Paddle使用单机单卡训练指定卡不生效，一直在0号卡申请显存

kismit commented 2 years ago

为使您的问题得到快速解决，在建立Issues前，请您先通过如下方式搜索是否有相似问题:【搜索issue关键字】【使用labels筛选】【官方文档】

如果您没有查询到相似问题，为快速解决您的提问，建立issue时请提供如下细节信息：

标题：简洁、精准概括您的问题，例如“Insufficient Memory xxx" ”
版本、环境信息： 1）PaddlePaddle版本：请提供您的PaddlePaddle版本号，例如1.1或CommitID paddle: 2.2.0 gpu

2）CPU：预测若用CPU，请提供CPU型号，MKL/OpenBlas/MKLDNN/等数学库使用情况 3）GPU：预测若用GPU，请提供GPU型号、CUDA和CUDNN版本号 cuda: 10.1 cudnn: 8.0

4）系统环境：请您描述系统类型、版本，例如Mac OS 10.14，Python版本 ubuntu16.04
python3.6.13

注：您可以通过执行summary_env.py获取以上信息。

训练信息 1）单机/多机，单卡/多卡 2）显存信息 3）Operator信息单机单卡训练设置使用1号卡，报错提示0号卡申请不到内存

export CUDA_VISIBLE_DEVICES=1
python ptq.py

报错信息


SystemError: (Fatal) Operator log raises an paddle::memory::allocation::BadAlloc exception.
The exception content is
:ResourceExhaustedError:

Out of memory error on GPU 0. Cannot allocate 28.381592MB memory on GPU 0, 10.757812GB memory has been allocated and available memory is only 3.437500MB.

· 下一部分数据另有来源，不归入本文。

PR #1513, opened 2021-03-05
long parse fix

Chester-Ong:
small bug fix that fixes record generation bug for **insert_count** > INT_MAX or **record_count** > INT_MAX

PR #1579, opened 2021-11-29
properly convert insertcount from string

tarzanek:


tarzanek:
support bigger insertcount than 2147483647

tarzanek:
duplicate of https://github.com/brianfrankcooper/YCSB/pull/1513 ?

tarzanek:
actually I guess https://github.com/brianfrankcooper/YCSB/pull/1513 is duplicate of this, I verified the patch works 

I understand there might be overflow problems once we reach 9,223,372,036,854,775,807 but we should worry about that once we get there ;-)

PR #1621, opened 2022-06-27
[core] Changed the datatype for keynum from integer to long to allow …

ragarkar:
Changed the datatype for keynum from integer to long to allow ycsb to load a larger dataset. Currently, ycsb restricts the number of rows that can be loaded to 2^32 rows.

### DIFF
--- a/core/src/main/java/site/ycsb/workloads/CoreWorkload.java
+++ b/core/src/main/java/site/ycsb/workloads/CoreWorkload.java
@@ -611,7 +611,7 @@ public class CoreWorkload extends Workload {
    */
   @Override
   public boolean doInsert(DB db, Object threadstate) {
-    int keynum = keysequence.nextValue().intValue();
+    long keynum = keysequence.nextValue().intValue();
     String dbkey = CoreWorkload.buildKeyName(keynum, zeropadding, orderedinserts);
     HashMap<String, ByteIterator> values = buildValues(dbkey);
 


core/src/main/java/site/ycsb/workloads/CoreWorkload.java
```diff
@@ -611,7 +611,7 @@ private String buildDeterministicValue(String key, String fieldkey) {
    */
   @Override
   public boolean doInsert(DB db, Object threadstate) {
-    int keynum = keysequence.nextValue().intValue();
+    long keynum = keysequence.nextValue().intValue();
```
joshelser, line 614:
```suggestion
    long keynum = keysequence.nextValue();
```

Drop the `intValue()`?  `nextValue()` is returning back a `Long` and it will be unboxed.

joshelser (changes requested):
It looks like the all of the rest of the `doTransaction*` operations have already been updated to use the generated `long`.

That `intValue()` in your patch isn't causing problems (since we know this patch works), but it's a little confusion to see :)

core/src/main/java/site/ycsb/workloads/CoreWorkload.java
ragarkar: @joshelser My earlier patch was missing the change to return the long value. Fixed the patch to get the long type from the Number returned by nextValue().

busbey:
there are already several open PRs with attempts to switch from a max size of MAX_INT to MAX_LONG. please review them to ensure you cover all the changes they do and expressly note that.

PR #2154, opened 2021-04-03
[stable-1] kibana_plugin: fixed remove call + run_command with list instead of str

felixfontein:
##### SUMMARY
Backport of #2143 to stable-1.

CC @russoz - I had to adjust the patch since the `allow_root` parameter does not exist in stable-1. Could you please check whether it is correct?

##### ISSUE TYPE
- Bugfix Pull Request

##### COMPONENT NAME
kibana_plugin


russoz:
lgtm

felixfontein:
@russoz thanks for reviewing!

Please check whether there is any other process using GPU 0.

If yes, please stop them, or start PaddlePaddle on another GPU.
If no, please decrease the batch size of your model.

(at /paddle/paddle/fluid/memory/allocation/cuda_allocator.cc:79) . (at /paddle/paddle/fluid/imperative/tracer.cc:221)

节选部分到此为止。